Job-seekers scramble for opportunities at exhibition
Job-seekers scramble for opportunities at exhibition
Bambang Nurbianto, The Jakarta Post, Jakarta
Lely, 27, was standing in a line for nearly two hours together
with thousands of other job-seekers before she finally managed to
enter the job expo venue inside the Peninsula Hotel in Slipi,
West Jakarta on Tuesday.
Lely, a holder of a bachelor's degree in agriculture from a
private university in Yogyakarta, then joined hundreds of job-
seekers, most of whom were recent college graduates to browse the
jobs offered inside by 36 companies taking part in the fair.
"It is my fourth visit to such a job fair.
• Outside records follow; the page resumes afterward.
PR #397, opened 2022-02-04
Buildkit

bitdivine:
# Motivation
The build asset extraction is needlessly complicated.  Docker has an environment variable "buildkit" that if set, copies the final state to an output dir.  It is for ... building things. :smile: 

# Changes
- Replace the canister extraction code with DOCKER_BUILDKIT=1

# Testing
Run `./scripts/docker-build` on:
- [x] Linux (Ubuntu 20.04 LTS) Docker version 20.10.10, build b485636 - DONE OK
- [ ] Mac AMD64 - Running now
  - Breaks on this PR but also on main, on `RUN cargo install --version 0.3.1 ic-cdk-optimizer`.
  - Given that the breakage is unrelated to this PR it is not a blocker, however Mac builds should be fixed.
- [ ] Windows - not sure this is used but maybe...


.dockerignore
```diff
@@ -27,7 +27,6 @@ frontend/dart/ios/Flutter/flutter_export_environment.sh
 frontend/dart/ios/Runner/GeneratedPluginRegistrant.h
 frontend/dart/ios/Runner/GeneratedPluginRegistrant.m
 frontend/dart/lib/generated_plugin_registrant.dart
-frontend/dart/pubspec.lock
```
bitdivine, line 30: Unrelated.  Main is broken and builds will fail without this.

scripts/docker-build
```diff
@@ -33,41 +33,22 @@ image_name="nns-dapp-$DEPLOY_ENV"
 
 echo "The following image name will be used: $image_name"
 
+OUTDIR=out
```
nmattia, line 36: Why copy to OUTDIR first? I'm guessing that docker just won't copy the image content to a non-empty dir; if that's the case, can you add a comment about it?

scripts/docker-build
```diff
@@ -33,41 +33,22 @@ image_name="nns-dapp-$DEPLOY_ENV"
...
+assets=(assets.tar.xz nns-dapp.wasm)
+rm -fr "${OUTDIR:-not-the-file-you-were-looking-for}"
```
nmattia, line 38:
```suggestion
rm -rf "${OUTDIR:-not-the-file-you-were-looking-for}"
```

For consistency with the rest of the world; everything I see `-fr` I need to re-read to make sure I know what this is doing

nmattia (commented):
Very nice!

scripts/docker-build
bitdivine: Because copying the output of a big complicated process straight into ./ is stupid, in the sense that it is begging for a disaster to happen.  It just needs the last stage to be omitted, e.g. by someone setting target, and bingo, a lot more gets copied out than was intended, clobbering any files in the local directory.  I will add a comment to that effect.

bitdivine: Done

scripts/docker-build
bitdivine: I thought it was only French who insisted on -fr rather than -rf? ;-)  But changed anyway, it makes zero difference.  I have worked in infra across many companies for many years and this is the first time that I have encountered anyone trying to enforce a canonical ordering for those flags.

scripts/docker-build
nmattia: Agreed. Thanks!

scripts/docker-build
```diff
@@ -33,41 +33,27 @@ image_name="nns-dapp-$DEPLOY_ENV"
...
+done
 
-if [[ $success = true ]]; then
-  echo "Removing container $container_id"
-  docker rm --volumes "$container_id"
-else
-  echo "container is left for inspection, once done run:"
-  echo "  docker rm -v $container_id"
-fi
+echo FIN
```
nmattia, line 59: ❤️

nmattia (approved):
LGTM, looks great!

scripts/docker-build
```diff
@@ -33,41 +33,27 @@ image_name="nns-dapp-$DEPLOY_ENV"
 
 echo "The following image name will be used: $image_name"
 
+# All the files in the final docker stage will be copied to this directory:
+OUTDIR=out
+rm -rf "${OUTDIR:-not-the-file-you-were-looking-for}"
+# These files will be copied out of OUTDIR into the repository root.
```
dskloetd, line 39: On line 3 it says "This outputs a single file,".
I guess that's no longer the case?

PR #398, opened 2022-02-04
Add NNS function payload definitions for functions 23 and 24

hpeebles:
This PR adds the payload definitions for 2 newly added NNS functions, RemoveNodeOperators (23) and RerouteCanisterRange (24).

The NNS Dapp needs to know these payload definitions so that it can deserialize the candid encoded payloads and then display them in human readable JSON format.


frontend/ts/src/canisters/governance/nnsFunctions/payloads.did
```diff
@@ -68,7 +68,15 @@ type RecoverSubnetPayload = record {
   state_hash : vec nat8;
   time_ns : nat64;
 };
+type RemoveNodeOperatorsPayload = record {
+  node_operators_to_remove : vec vec nat8;
```
bitdivine, line 72: Is the repetition of "vec" intentional?  Looking in the ic repo I see e.g.:

`node_operators_to_remove: vec![node_operator_id_1, node_operator_id_2]`

which looks like a 1-D vec.

hpeebles: Vec of Vec is correct.
It's a Vec of Principal.
And a principal is itself a Vec<u8>.
So combined you get a Vec<Vec<u8>>.

frontend/ts/src/canisters/governance/nnsFunctions/payloads.js
```diff
@@ -78,9 +78,17 @@ export const RecoverSubnetPayload = IDL.Record({
   state_hash: IDL.Vec(IDL.Nat8),
   time_ns: IDL.Nat64,
 });
+export const RemoveNodeOperatorsPayload = IDL.Record({
+  node_operators_to_remove: IDL.Vec(IDL.Vec(IDL.Nat8)),
```
bitdivine, line 82: Can `IDL.Vec(IDL.Nat8)` be written as `IDL.Principal`?

hpeebles: It probably can... but all of this is auto generated.
I simply copy. the rust type definitions into `payloads.rs` and everything else is auto generated.

bitdivine (approved):
Possible quibble around vec<u8> rather than principal but I guess either will render.

PR #399, opened 2022-02-04
Warn untracked

bitdivine:
# Motivation
We have had non-deterministic builds recently.  A possible cause is untracked files being included in the docker build.

# Changes
- List which files are copied in to the build stage
- Diff the above list with files tracked by git.

# Testing
- Running ./scripts/docker-build twice yielded a failure:  The second build was pulling in the asset files from the first run.
- Running on a completely squeaky clean repo passed.


scripts/docker-build
```diff
@@ -56,4 +56,15 @@ for file in "${assets[@]}"; do
   sha256sum "$file"
 done
 
+untracked_inputs() {
+  comm -1 -3 <(git ls-files | sort) <(sort out/build-inputs.txt)
+}
+if untracked_inputs | grep -q .; then
+  echo WARNING: BUILD IS NOT REPEATABLE
```
nmattia, line 63:
```suggestion
  echo WARNING: BUILD MAY NOT BE REPRODUCIBLE
```

I think "repeatable" means you can build the code again, though you might not get the same output; here I suspect you mean "reproducible"

scripts/docker-build
```diff
@@ -56,4 +56,15 @@ for file in "${assets[@]}"; do
...
+  echo The following files were included in the build but are not tracked by git:
```
nmattia, line 64: I'll admit that I find it very convenient, when developing, to include files in the build that are not necessarily tracked by git. Did this actually help with the reproducibility issue?

Dockerfile
```diff
@@ -75,11 +75,15 @@ ARG OWN_CANISTER_ID
 RUN echo "OWN_CANISTER_ID: '$OWN_CANISTER_ID'"
 
 # Build
-COPY . .
+# ... put only git-tracked files in the build directory
+COPY . /build
```
nmattia, line 79: What do you mean by "put only git-tracked files in the build directory"? Looks to me like all files (except the dockerignore-d ones) are added the the build dir

scripts/docker-build
bitdivine: The reason that I chose to report untracked files rather than checking whether git is clean and that .dockerfile does not include anything not in git is precisely to give developers a bit of freedom.  The former is nice in that it fails fast but is probably too restrictive for developers.

Dockerfile
bitdivine: The intention is that only git-tracked files will be in there.  In particular:
- Not files from the guest-os - this is implemented by putting the files in a directory rather than in root
- Not untracked files - this uses a "warn but do not fail" mechanism if untracked files are added here, to give developers space.

nmattia (approved):
Approving as this is useful; I do think it would be a good idea to only fail on `$CI` though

In each fair, I've
submitted around five to 10 applications, but none of companies
invited me for an interview," Lely, who graduated in late 2002,
told The Jakarta Post.
Soon after her graduation, she left her hometown in Yogyakarta
to live with her brother in Cawang subdistrict, East Jakarta with
hopes of finding a job.
Like other people coming from outside Jakarta, Lely thought
that she could find a job more easily here. But she has begun to
realize that finding a job was not so easy, even though she has
been looking for more than two years here.
Lely was not alone. According to the head of the Jakarta
manpower agency Ali Zubeir, nearly one million people in the
capital were unemployed last year.
Over 2.5 million job-seekers, according to the Center for
Labor and Development Studies, are produced each year nationally,
while the country can absorb some 1.1 million jobs per annum,
leaving at least 1.4 million new job-seekers in the lurch.
The data is backed up by the huge crowds that throng to such
job expos.
In the on-going expo, which will wind up on Wednesday, job-
seekers can submit as many application forms as possible after
they buy a Rp 30,000 entry ticket. There, they can fill out forms
prepared by companies or submit complete applications, prepared
before they enter the venue.
Aan, 25, an information technology (IT) graduate from Gadjah
Mada University, also in Yogyakarta, for example, submitted 15
applications to different companies at the job fair organized by
the JobsDB.com.
"I hope I will be invited for an interview by some of those
companies," said Aan, who graduated late last June.
Like Lely and hundreds of other applicants, Aan, however,
realized that he should not expect much because he would be
competing with literally millions of rivals.
There are still many job-seekers with a lot of work
experience, who have been laid off due to the economic crisis.
He will also be competing against people who are seeking a
better job, like Ami, 27, a holder of a secretarial certificate,
who has been working for a small company in Central Jakarta.
Ami, a resident of Kebon Jeruk in West Jakarta, said she had
twice visited such a job expo. In Tuesday's fair, she submitted
10 applications.
"In the previous fair in Senayan, (Central Jakarta), I
submitted five applications. I got no responses. With these
applications I submitted today, I hope that I will be invited for
an interview," said Ami, who was seeking a better job because she
was currently paid only Rp 500,000 per month -- lower than the Rp
711,848 provincial minimum wage.
Hendra, a employee with JObsDB.com, however, stressed that
there was no guarantee that companies taking part in the fair
would invite applicants for interviews.
"We just facilitate the meeting. It is up to each company to
invite the applicants or not," he told the Post.